Table 1 summarizes the measurement results of the viscosity and the foam hardening time of the resin compound using the resol type phenol resin of the present invention. From the above, Examples 1 and 2 have the same foaming and curing time as Comparative Example 5 conventionally performed,
The viscosity of the resin compound is kept low. Further, although no measurement examples are shown, Examples 1 and 2 have excellent fire resistance and heat resistance because a flame retardant is added.

[0028]

[0029]

As described above, by using the resole type phenol resin as specified in the present invention and adjusting the addition amount of the flame retardant, the viscosity of the resin compound for producing a foam is low. Suppressed, the foam hardening time is the same as the conventional resin compound, and combined with the fact that the flame retardant is added, the metal sandwich panel and metal siding with high fire protection performance use the conventional resin compound Similarly, it can be manufactured industrially with conventional equipment.

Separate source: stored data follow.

PR #3923, opened 2023-10-16
drop email-from

leohemsted:
it's no longer used anywhere 🎉 

this has taken a while to get to

### DIFF
--- a/migrations/.current-alembic-head
+++ b/migrations/.current-alembic-head
@@ -1,1 +1,1 @@
-0425_unique_service_name_2
+0426_drop_email_from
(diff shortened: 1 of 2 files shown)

[Brief description of the drawings]

FIG. 1 shows a cross-sectional structure of a metal sandwich panel

[Explanation of symbols]

 1, 2: metal face plate, 3: resin foam

 ──────────────────────────────────────────────────続 き Continuing on the front page (72) Inventor Yasuaki Nakata 7-1 Takayashinmachi, Ichikawa City, Chiba Prefecture Nisshin Steel R & D Co., Ltd. (72) Inventor Takashi Hashiba 1021 Tomizukacho, Isesaki City, Gunma Prefecture (72) Inventor, etc.Takada et al. 1021 Tomizuka-cho, Isesaki-shi, Gunma F-term (reference) 4F074 AA60 AB01 AB05 AC20 AC33 AG10 BA39 BA40 BA43 BA44 BA75 BB01 BB03 BB06 BC02 DA18 DA20 DA54 DA59 4J002 AE052 CC031 CH052 CP032 DE146 DK006 EA017 EB027 ED027 FD136 FD202 FD327

Claims (3)

[Claims] 1. A resol-type phenolic resin is prepared by mixing a foam stabilizer, a foaming agent, and a flame retardant, and a curing agent is added and mixed, and foamed and cured to be used in the production of a metal sandwich panel or metal siding. A resol-type phenolic resin compound, wherein the raw material resol-type phenolic resin has an average molecular weight of 250 to 400 and a viscosity of:
A resol type phenolic resin compound for producing a phenol foam, which has a flame retardant content of 1200 mPas or less and 20 to 150 parts by weight based on 100 parts by weight of the resol type phenol resin. 2. The resol-type phenolic resin compound for producing a phenol foam according to claim 1, wherein the water content of the resol-type phenolic resin as a raw material is 9% or less. 3. The resol type for producing a phenol foam according to claim 1, wherein the flame retardants are aluminum hydroxide and boric acid, and the mixing ratio thereof is 0/10 to 10/0 parts by weight. Phenolic resin compound.